There is a simple keyboard-input mechanism. It mostly supports ASCII alpha-numeric characters.

Block Devices

There is also very simple IDE support via PIO (the old fashion way). This is used mostly to support the file system.

os1 File System (OFS)

Like IPC, this is one of my larger departures from the Unix world. OFS is a simple, graph-based file system. It does not have directories. Every object in OFS is a file. These files make up the nodes of a graph. They can be linked together with bidirectional edges.

This FS wasn't designed to be completely practical, but rather for novelty. I don't know of any such graph-based file system in the wild. There is a good reason for this: graphs are pointer-based data structures by nature. Pointers are the bane of file systems. Researchers make extravagent efforts to avoid random disk accesses because they are super slow on hard disk drives. That said, supposedly the random access penalty is not too bad on SSDs, so maybe this might be practical in the future. Anyhow...

One file (inode #0) is designated as the "root" file. This is a bit of a misnomer because the graph is not necessarily a tree; it can have cycles. However, it does serve as a fixed point in the file system from which all other files can be reached. A path is simply a slash-separated list of filenames from the root to the destination.

For now, the file system is read-only. I still need to think about how to handle consistency issues. However, for the purposes of documentation, I will describe my end goals here.

API

OFS has a pretty straight-forward API. I might augment it for functionality later, but the basics should be the same:

Operation Functionality
stat Returns a copy of the inode of the specified file. As described below, from an inode, you can tell the metadata and links of a file.
new_file Create a new file.
delete_file Delete the file by removing all of its links and free its inode and dnodes.
open Open the file, returning a file handle.
link Create a link between two files.
unlink Remove the link between two files.
change_meta Change the metadata of a file.
seek Seek to the given location in the file.
read Read from the file.
write Write to the file.

Disk-level Representation

For simplicity, os1 treats the whole of hdd as a single partition. The first sector contains file system metadata. For now, this consists of 4 magic bytes, the inode count, and the dnode count. The next sectors contain the inode and dnode bitmaps, in that order. The rest of the drive contains the inodes and dnodes themselves.

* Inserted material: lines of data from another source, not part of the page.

PR #606, opened 2025-04-11
Bump lightgbm to 4.0

MvLieshout:


openstef/model/objective.py
```diff
@@ -130,26 +132,29 @@ def __call__(
...
+        if pruning_callback is not None:
+            callbacks.append(pruning_callback)
 
         # validation_0 and validation_1 are available
         self.model.fit(
             train_x,
             train_y,
             eval_set=eval_set,
-            early_stopping_rounds=EARLY_STOPPING_ROUNDS,
-            verbose=self.verbose,
```
MvLieshout, line 152: Not actually sure we want to remove this verbose option for the XGBoost calls, but LGBM does not accept it in v4.0 and higher.

openstef/model/objective.py
```diff
@@ -272,6 +280,9 @@ def get_pruning_callback(self, trial: optuna.trial.FrozenTrial):
             trial, observation_key=f"validation_1-{self.eval_metric}"
         )
 
+    def get_early_stopping_callback(self):
+        return EarlyStopping(rounds=EARLY_STOPPING_ROUNDS, metric_name=self.eval_metric, data_name=f"validation_1", maximize=False, save_best=True)
```
MvLieshout, line 284: Do we always want to maximize?

openstef/model/objective.py
```diff
@@ -130,28 +132,37 @@ def __call__(
...
         # validation_0 and validation_1 are available
         self.model.fit(
             train_x,
             train_y,
             eval_set=eval_set,
-            early_stopping_rounds=EARLY_STOPPING_ROUNDS,
-            verbose=self.verbose,
             eval_metric=self.eval_metric,
             callbacks=callbacks,
+            **fit_kwargs,
```
MvLieshout, line 165: `early_stopping_rounds` and `verbose` is not an argument of `fit()` for LGBM>=v4.0. For newer versions of XGB, `early_stopping_rounds` is also deprecated. 
As an alternative for `early_stopping_rounds`, we can use a  callback.
As for `verbose`, I only removed it as argument for the LGB model.

openstef/model/objective.py
```diff
@@ -272,6 +286,15 @@ def get_pruning_callback(self, trial: optuna.trial.FrozenTrial):
             trial, observation_key=f"validation_1-{self.eval_metric}"
         )
 
+    def get_early_stopping_callback(self):
+        return EarlyStopping(
+            rounds=EARLY_STOPPING_ROUNDS,
+            metric_name=self.eval_metric,
+            data_name=f"validation_1",
+            maximize=False,
```
MvLieshout, line 294: I am not sure minimisation is always wanted.

openstef/model/objective.py
```diff
@@ -272,6 +288,15 @@ def get_pruning_callback(self, trial: optuna.trial.FrozenTrial):
...
```
MvLieshout, line 296: Not sure if this should always be false...

test/unit/model/test_objective.py
```diff
@@ -29,7 +29,7 @@
 
 class TestRegressorObjective(BaseTestCase):
     def test_call(self):
-        model_type = "xgb"
+        model_type = "flatliner"
```
MvLieshout, line 32: If I keep using "xgb" here, I run into issues where the model type is not defined for the RegressorObjective.

clara-de-smet (approved):

PR #608, opened 2025-04-16
Rename openstf to openstef

JanMaartenvanDoorn:
- rename OpenstfRegressor to OpenstefRegressor

@bartpleiter Be sure to check if this causes trouble when loading models generated with older versions


JanMaartenvanDoorn:
> Looks good, however the unit tests are failing with an indication that there are still places with openstf
@bartpleiter 
Yes, I looked into this a bit deeper, models that are saved with older/current versions of openstef have still the openstf regressor. Renaming this would mean retraining all existing models which is quite painfull. 

Lets wait with this and take this as a thing we fix in openSTEF v4. In that case we can make clear that retraining is required. I close this PR for now.

PR #609, opened 2025-04-16
Feature: Add median regressor

ylvab:
Add new type of regressor where the prediction is the median over a window of time lags.

### DIFF
--- a/openstef/model/regressors/median.py
+++ b/openstef/model/regressors/median.py
@@ -34,7 +34,7 @@ class MedianRegressor(OpenstfRegressor, RegressorMixin):
             The list of feature names
 
         """
-        check_is_fitted(self)
+        check_is_fitted(self, "feature_names_")
         return self.feature_names_
 
     @property
@@ -53,6 +53,7 @@ class MedianRegressor(OpenstfRegressor, RegressorMixin):
             If any lag feature is NaN, this will be ignored.
             If all lag features are NaN, the regressor will return NaN.
         """
+
         lag_df = x.loc[:, self.feature_names]
         median = lag_df.median(axis=1, skipna=True)
 
@@ -71,7 +72,7 @@ class MedianRegressor(OpenstfRegressor, RegressorMixin):
         self.feature_importances_ = np.ones(len(self.feature_names_)) / (
             len(self.feature_names_) or 1.0
         )
-        return RegressorMixin()
+        return self
 
     def __sklearn_is_fitted__(self) -> bool:
         return True
--- a/openstef/model/regressors/median.py
+++ b/openstef/model/regressors/median.py
@@ -1,0 +1,77 @@
+"""This module contains the median regressor."""
+
+import numpy as np
+import pandas as pd
+
+from sklearn.base import RegressorMixin
+from sklearn.utils.validation import check_is_fitted
+
+from openstef.model.regressors.regressor import OpenstfRegressor
+
+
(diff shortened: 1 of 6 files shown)


test/unit/pipeline/test_pipeline_train_model.py
```diff
@@ -157,6 +157,11 @@ def _train_model_pipeline_core_happy_flow(self, data_prep_class):
                             function=split_dummy_arima,
                             arguments={},
                         )
+                
+                if model_type == ModelType.MEDIAN:
```
ylvab, line 161: Is this an acceptable way of handling this? Is it desirable that all models should run under these DataPrepClasses? In that case I might need some guidance on how to think about this.

openstef/model/regressors/median.py
```diff
@@ -0,0 +1,77 @@
...
+
+from openstef.model.regressors.regressor import OpenstfRegressor
+
+
+class MedianRegressor(OpenstfRegressor, RegressorMixin):
+    """
+    Median regressor implementing the OpenSTEF regressor API.
+
+    This regressor is good for predicting two types of signals:
+    - Signals with very slow dynamics compared to the sampling rate, possibly
```
JanMaartenvanDoorn, line 17: Good docs and use cases!

openstef/model/regressors/median.py
```diff
@@ -0,0 +1,77 @@
...
+        Which lag features are used is determined by the feature engineering step.
+        """
+        self.feature_names_ = list(x.columns[x.columns.str.startswith("T-")])
+        if len(self.feature_names_) == 0:
+            raise ValueError("No lag features found in the input data.")
+
+        self.feature_importances_ = np.ones(len(self.feature_names_)) / (
+            len(self.feature_names_) or 1.0
+        )
+        return RegressorMixin()
```
JanMaartenvanDoorn, line 74: Wouldnt it be better to return self here? In that case we can save the state, including the featurenames to mlflow. As it is now we will save an empty regressor, possibly with empy featurenames which can cause problems in the inference stage.

JanMaartenvanDoorn (changes requested):
We should look into the RegressorMixIn return

test/unit/model/regressors/test_median.py
```diff
@@ -0,0 +1,130 @@
...
+
+import numpy as np
+import pandas as pd
+
+from openstef.model.regressors.median import MedianRegressor
+
+
+class TestMedianRegressor(BaseTestCase):
+    def setUp(self):
+        self.train_input = TestData.load("reference_sets/307-train-data.csv")
```
clara-de-smet, line 12: I don't see `train_input` being used anywhere. Could you remove it?

test/unit/pipeline/test_pipeline_train_model.py
clara-de-smet: DataPrepClasses are optional, so to me this is acceptable as well.

clara-de-smet (changes requested):
Nice model addition! Just the single comment, but looks good overall.

test/unit/model/regressors/test_median.py
ylvab: You are right, I ended up generating training data instead. Will remove!

JanMaartenvanDoorn (approved):
Looks good!

clara-de-smet (approved):
Looks good!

Each inode represents a single file and contains the file metadata. This includes the filename, permissions, dates modified and created, links, and the dnode-number of the first dnode. The list of links can conclude with the index of a dnode containing extra links.

Each dnode contains the contents of the file. The last word of the dnode is the index of the next dnode.

OFS Troll

Deleting a file may disconnect the graph. If this happens, the portion disconnected from the "root" needs to be deleted. This is the job of the OFS Troll. The Troll is a process that does a breadth-first search from the root searching for disconnected components.

Since the Troll is already going through all the inodes, it seems advantageous to also have it function as a basic live fsck. I haven't really thought through this too much yet.

(You might also be wondering why I called it a "Troll". Well, operating systems already have "zombies" and "reapers", so why not trolls?)